Dire que je vous aime, petits enfants du monde,

petits enfants joyeux au regard de lumière,

enfants de la douleur, et enfants de misère.

Je vous aime, jeunes filles au teint clair, qui riez

et dansez votre vie en croyant à l'amour.

 

J'ai peine à vous aimer, immondes salopards

qui tuez la candeur dans les yeux des enfants,

et détruisez les femmes dans leur âme et leur corps.

Pourtant il le faudrait, puisque Dieu, parait-il

vous fit à son image. Vous, tortionnaires infâmes,

aussi vous, pères qui ne méritez pas ce nom.

Pervers de tout poil, beaufs avinés, ou notables

saisissant l'occasion, et puis la soldatesque

bénie par la nation. Vous aimer je ne puis.

 

Mais j'ai grand pitié de vous, frères inhumains

car celui qui vous fit, dit-on, à son image,

du moins  celle de Mozart, et de Pierre l'Abbé,

oublia de vous dire que l'homme peut être grand,

et  la vie magnifique… à part ces oiseaux blancs

qui tournoient sur la neige dans un soyeux silence…

 
bonus >>>>> clic

chaque année en France plus de 75.000 viols et plus de 198.000 tentatives sont recensés. Plus d'une femme sur 10 a été violée ou le sera au cours de sa vie.
Une femme meurt tous les trois jours de violences conjugales en France
En France, la maltraitance affecte probablement 10% de nos enfants, comme dans les autres pays à haut niveau de revenus. Plus de 75000 enfants (chiffre officiel) sont maltraités chaque année en France. 700 en meurent.
C'est avant l'âge de 1 an que le taux d'homicide est le plus élevé de tous les âges de la vie. 44 % des enfants maltraités ont moins de 6 ans.
60 % des cas de maltraitance sexuelle ont lieu dans la famille des victimes
source : chiffres récents publiés sur les sites officiels.
Ils ne concernent que les faits constatés.

Toutes les espèces animales protègent leurs petits.

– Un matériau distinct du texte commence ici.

PR #885, opened 2016-06-15
Fix rewrite bug with URL query + test case (#884)

### LINKED ISSUE #884: rewrite bug with URL query
0.9 (master)

Use `rewrite` directive with URL on query
 
```text
0.0.0.0:2015
rewrite {
    r (.*)
    to /proxy/{path}?{query}
}
```

`go run main.go`

Caddy should rewrite any URL without changing the query.

Example:
```
/example?url=http://caddyserver.com -> /proxy/example?url=http://caddyserver.com
```

Caddy is removing a `/` from the query.

Example
```
/example?url=http://caddyserver.com -> /proxy/example?url=http:/caddyserver.com
```

Just use the caddyfile

pedronasser:
Prevent `rewrite.To()` method to use `path.Clean()` on URL's query.
Closes #884.

### DIFF
--- a/caddyhttp/rewrite/to.go
+++ b/caddyhttp/rewrite/to.go
@@ -18,8 +18,15 @@ func To(fs http.FileSystem, r *http.Request, to string, replacer httpserver.Repl
 
 	// try each rewrite paths
 	t := ""
+	query := ""
 	for _, v := range tos {
-		t = path.Clean(replacer.Replace(v))
+		t = replacer.Replace(v)
+		tparts := strings.Split(t, "?")
+		t = path.Clean(tparts[0])
+
+		if len(tparts) > 1 {
+			query = tparts[1]
+		}
 
 		// add trailing slash for directories, if present
 		if strings.HasSuffix(v, "/") && !strings.HasSuffix(t, "/") {
@@ -47,9 +54,9 @@ func To(fs http.FileSystem, r *http.Request, to string, replacer httpserver.Repl
 
 	// perform rewrite
 	r.URL.Path = u.Path
-	if u.RawQuery != "" {
+	if query != "" {
 		// overwrite query string if present
-		r.URL.RawQuery = u.RawQuery
+		r.URL.RawQuery = query
 	}
 	if u.Fragment != "" {
 		// overwrite fragment if present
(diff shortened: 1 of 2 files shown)


guilhermebr:
:+1

caddyhttp/rewrite/to.go
```diff
@@ -18,8 +18,15 @@ func To(fs http.FileSystem, r *http.Request, to string, replacer httpserver.Repl
 
 	// try each rewrite paths
 	t := ""
+	query := ""
 	for _, v := range tos {
-		t = path.Clean(replacer.Replace(v))
+		t = replacer.Replace(v)
+		tparts := strings.Split(t, "?")
```
mholt: Is this a safe way to split the URL?

pedronasser: Not really sure? I think more about possible cases and other solution to get the query.
And we can't really use url.Parse() to solve that problem.

mholt: Hmm, well I like the simplicity of your PR as-is, I'll look at this again tomorrow after I've had some sleep and try to think of ways to break it. In the meantime it looks like this is easy enough to test as you've shown, so we can always add those later if they come up.

abiosoft:
Well, I am not in favour of this. if you really want to use that url, then escape it.

`path.Clean` cleans up the url and prevents accessing parent directories.

caddyhttp/rewrite/to.go
abiosoft: why not `tparts := strings.SplitN(t, "?", 2)` ?

abiosoft:
Your description was a bit misleading. I thought you removed `path.Clean` in its entirety.
> Prevent rewrite.To() method to use path.Clean() on URL's query.

abiosoft:
This is why we provided `{path_escaped}`, `{uri_escaped}`, `{query_escaped}` placeholders. Though it did not occur to me users may need to put in their own urls.

There was once a similar issue but caused by regex and was handled here.
https://github.com/mholt/caddy/blob/master/caddyhttp/rewrite/rewrite.go#L171.

caddyhttp/rewrite/to.go
pedronasser: Agreed. SplitN is better in this case. I'll replace it.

Marie Minoza 08/12/2016 09:45

Un texte très profond et plein d'émotions devant la cruauté de certains humains

Anonyme 08/06/2015 10:35

Pourquoi oublier les petits garçons, tout autant victimes que les petites filles, dans des écoles, privées ou religieuses, dans des colonies de vacances, privées ou religieuses, dans les salles de sport.....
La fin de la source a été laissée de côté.